Через неделю приплывает Слава. Какой будет теперь их встреча? Как воспримет он то, что с ними будет жить её папа? Мирослава так и не решилась сообщить ему об этом. А почему? Неужели она боится своего Славика. Боится ему не угодить, расстроить его, нарушить привычный уклад его жизни? Но ведь жить своей личной совсем отдельной от мужа жизнью она не боится. Это удобно и для неё и для него. И ни он, ни она никогда не интересуются новыми любовными увлечениями друг друга, компаниями где бывают они отдельно, друзьями, которых они и в глаза никогда не видели, а потом вдруг те поселяются у них и живут неделями. А папа? Папа дорог для неё. Он вырастил её сам с трех лет после смерти мамы. И всем самым лучшим она обязана ему. И любит она только его. Так почему же Славик может быть против? Просто папа всегда раздражал мужа, а её привязанности давно для него не имели смысла. Папа будет мешать ему своими философствованиями, критикой, замечаниями. Будет раздражать его своей старостью. Славик не любит моего папу. Славик никого вообще не любит. Эти мысли были невыносимыми и неприятными. Их хотелось отогнать и никогда обо всём этом не думать. Но самое страшное было то, что Мирослава не хотела возвращения Славика, и это было для неё открытием. От всех этих мыслей она закрылась с головой одеялом, как в детстве, и наступила полная тишина.
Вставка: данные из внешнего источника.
PR #1547, opened 2016-09-30
Allow multiple selections in report-list-filter UI

zarino:
To fix https://github.com/mysociety/fixmystreetforcouncils/issues/95

- [x] You can now select multiple statuses and categories in the UI
- [x] Update backend to work with multiple selections.
- [x] Fix test (probably will be by above)
- [x] Sort out vertical alignment across browsers
- [x] Sort out menu overflow in sidebar
   - https://github.com/mysociety/jquery-multi-select/pull/5

dropdowns

~~We should probably re-think the logic of the options here – for instance, should “all reports” be a fourth option in the status select box, or should the box just default to having its three options (“unfixed reports”, “closed reports”, “fixed reports”) ticked?~~

### DIFF
--- a/perllib/FixMyStreet/App/Controller/Around.pm
+++ b/perllib/FixMyStreet/App/Controller/Around.pm
@@ -181,7 +181,7 @@ sub display_location : Private {
     my ( $on_map_all, $on_map, $nearby, $distance ) =
       FixMyStreet::Map::map_features( $c,
         latitude => $latitude, longitude => $longitude,
-        interval => $interval, category => $c->stash->{filter_category},
+        interval => $interval, categories => $c->stash->{filter_category},
         states => $c->stash->{filter_problem_states} );
 
     # copy the found reports to the stash
@@ -258,13 +258,11 @@ sub check_and_stash_category : Private {
     )->all;
     my @categories = map { $_->category } @contacts;
     $c->stash->{filter_categories} = \@categories;
-
-
-    my $category = $c->get_param('filter_category');
     my %categories_mapped = map { $_ => 1 } @categories;
-    if ( defined $category && $categories_mapped{$category} ) {
-        $c->stash->{filter_category} = $category;
-    }
+
+    my $categories = [ $c->get_param_list('filter_category', 1) ];
+    my @valid_categories = grep { $_ && $categories_mapped{$_} } @$categories;
+    $c->stash->{filter_category} = \@valid_categories;
 }
 
 =head2 /ajax
@@ -303,7 +301,7 @@ sub ajax : Path('/ajax') {
     my ( $on_map_all, $on_map_list, $nearby, $dist ) =
       FixMyStreet::Map::map_features($c,
           bbox => $bbox, interval => $interval,
-          category => $c->get_param('filter_category'),
+          categories => [ $c->get_param_list('filter_category', 1) ],
           states => $c->stash->{filter_problem_states} );
 
     # create a list of all the pins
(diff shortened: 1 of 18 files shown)


web/cobrands/fixmystreet/fixmystreet.js
```diff
@@ -1223,11 +1223,16 @@ $(function() {
                     // location.href is something like foo.com/around?pc=abc-123,
                     // which we pass into fixmystreet.display.reports_list() as a fallback
                     // in case the list isn't already in the DOM.
+                    $('select[multiple] option').prop('selected', function() { return this.defaultSelected; }).trigger('change.multiselect');
```
zarino: Should this be `$('#filter_categories option, #statuses option')` ?

web/cobrands/fixmystreet/fixmystreet.js
```diff
@@ -1223,11 +1223,16 @@ $(function() {
...
                     fixmystreet.display.reports_list(location.href);
                 } else if ('reportId' in e.state) {
                     fixmystreet.display.report(e.state.reportPageUrl, e.state.reportId);
                 } else if ('newReportAtLonlat' in e.state) {
                     fixmystreet.display.begin_report(e.state.newReportAtLonlat, false);
+                } else if ('filter_change' in e.state) {
+                    $('#filter_categories').val(e.state.filter_change.filter_categories);
+                    $('#statuses').val(e.state.filter_change.statuses);
+                    $('select[multiple]').trigger('change.filters').trigger('change.multiselect');
```
zarino: Should this be `$('#filter_categories, #statuses')` ?

dracos: Sure (well, $('#filter_categories').add('#statuses') is about 10 times faster :) )

web/cobrands/fixmystreet/fixmystreet.js
dracos: Will go with `$('#filter_categories').add('#statuses').find('option');`

perllib/FixMyStreet/App/Controller/Around.pm
```diff
@@ -258,13 +258,11 @@ sub check_and_stash_category : Private {
...
-
-    my $category = $c->get_param('filter_category');
     my %categories_mapped = map { $_ => 1 } @categories;
-    if ( defined $category && $categories_mapped{$category} ) {
-        $c->stash->{filter_category} = $category;
-    }
+
+    my $categories = [ $c->get_param_list('filter_category', 1) ];
+    my @valid_categories = grep { $_ && $categories_mapped{$_} } @$categories;
+    $c->stash->{filter_category} = \@valid_categories;
```
davea: I suppose renaming the request query param to `filter_categories` would run the risk of breaking bookmarks/links, but should the variable name used in the stash change to reflect its new expanded behaviour?

dracos: It's worse than that; filter_categories already exists, and is the list of categories to *show*.
Changing the request query param I'd be fine with, if not for that. I did try and change them all but got part way through and it all went horribly wrong so I rolled that bit back.

davea: Bah, nevermind then :)

dracos:
I have updated the multi select plugin, so this presumably needs the FMS CSS updating and any new "contained within" ID giving, and then that should be it?

zarino:
> this presumably needs the FMS CSS updating and any new "contained within" ID giving, and then that should be it?

Yes, I will do that right now.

– Мира, Мирочка, доця, ты спишь? Уже 9 часов утра, а мы не встаём. Я у себя дома в такое время уже в полной форме и при образе жизни. Вставай, доця. Разленилась ты здесь совсем, я вижу, и это на меня отражается очень влиятельно.

Было слышно, как папа одевался и заводил будильник.

От этих его слов и звуков на сердце у Мирославы стало тепло и просто, как тогда, когда папа будил её в школу. Она лежала затаившись и готова была слушать этот его бред бесконечно.

Может тебе, дорогая моя, и не нравится текст моих слов, но я всё-таки скажу, что я всю свою жизнь шёл и иду правильным подходом универсальной жизни, а не мутю белый свет, и поэтому мой жизненный обзор совсем в другую, чем у тебя, сторону. Кто рано встаёт, тому Бог даёт. Ты же эти навыки жизни не понимаешь.

Слышалось, что отец на кухне уже поставил чайник и похоже заходился мыть посуду, которая осталась с вечера ещё после гостей. Через какое-то время, как и в далеком детстве, он уже стоял над постелью с будильником. Как же приятно было слышать этот давно забытый звон. А когда будильник перестал звенеть отец раздвинул шторы окна и опять заговорил.

– Я не перестану, доця, баробанить, буду трубить тебе тут, пока не встанешь. Вот такой мой довод тебе. Поверни своё русло жизни к истинным навыкам и дистанциям. И это только моё предисловие. А для полного довода скажу – пора тебе уже быть человеком по образу и подобию Божию и понять этот замысел твоей жизни.
Господи, что это такое? Всегда относилась я к этим словам папы, как к бреду и пустословию, но в этот момент вдруг всё в них приобрело всю необыкновенную глубину и смысл. Хотелось снова и снова слушать и думать над каждым сказанным словом. Все было так близко и ясно. Все эти истины, проговариваемые папой все эти годы, вдруг ожили и зажгли сердце.

– Я тоже, доця, жил долго по своему самоуправию, но мне никто не растлумачивал истинные доводы жизни. И жизнь моя может и прокатилась как бы на закате солнца. Она резко поднялась и резко бы упала, но мне земля и небеса пели не словами, а умственным путём, что образ своей жизни нужно приближать к образу Божию, и только эта прямая – путь жизни.

Мирослава даже не шевелилась, она замерла и старалась только запомнить каждое слово папы.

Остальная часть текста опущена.